Exercise instructions
Each entry needs to be reproduced exactly, with none left out.

Data
- - -

PR #46, opened 2017-02-01
Make parseResult public again

fwal:
We currently use Apollo as de-/serialiser for our graphql requests within our pre-existing network stack and it works really well. 

We used this method for achieving this but it was recently made internal.

### DIFF
--- a/Sources/GraphQLResponse.swift
+++ b/Sources/GraphQLResponse.swift
@@ -7,7 +7,7 @@ public final class GraphQLResponse<Operation: GraphQLOperation> {
     self.body = body
   }
 
-  func parseResult(cacheKeyForObject: CacheKeyForObject? = nil) throws -> (GraphQLResult<Operation.Data>, RecordSet?)  {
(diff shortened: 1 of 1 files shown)


martijnwalraven:
I'd like to better understand your use case. Which part of your app calls `parseResult`? To integrate with a pre-existing network stack, wouldn't it be enough to implement your own `NetworkTransport`?

Maybe you could also chime in on https://github.com/apollographql/apollo-ios/pull/6?

martijnwalraven:
I'm a little hesitant to make `parseResult` public because its current implementation includes result normalization, and if you only want to deserialize a result, that is wasted effort that could be avoided by implementing result parsing yourself (which should only take a few lines of code).

What do you think?

martijnwalraven:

- - -

Expected answer
PR #46, opened 2017-02-01
Make parseResult public again

fwal:
We currently use Apollo as de-/serialiser for our graphql requests within our pre-existing network stack and it works really well. 

We used this method for achieving this but it was recently made internal.

### DIFF
--- a/Sources/GraphQLResponse.swift
+++ b/Sources/GraphQLResponse.swift
@@ -7,7 +7,7 @@ public final class GraphQLResponse<Operation: GraphQLOperation> {
     self.body = body
   }
 
-  func parseResult(cacheKeyForObject: CacheKeyForObject? = nil) throws -> (GraphQLResult<Operation.Data>, RecordSet?)  {
(diff shortened: 1 of 1 files shown)


martijnwalraven:
I'd like to better understand your use case. Which part of your app calls `parseResult`? To integrate with a pre-existing network stack, wouldn't it be enough to implement your own `NetworkTransport`?

Maybe you could also chime in on https://github.com/apollographql/apollo-ios/pull/6?

martijnwalraven:
I'm a little hesitant to make `parseResult` public because its current implementation includes result normalization, and if you only want to deserialize a result, that is wasted effort that could be avoided by implementing result parsing yourself (which should only take a few lines of code).

What do you think?

martijnwalraven:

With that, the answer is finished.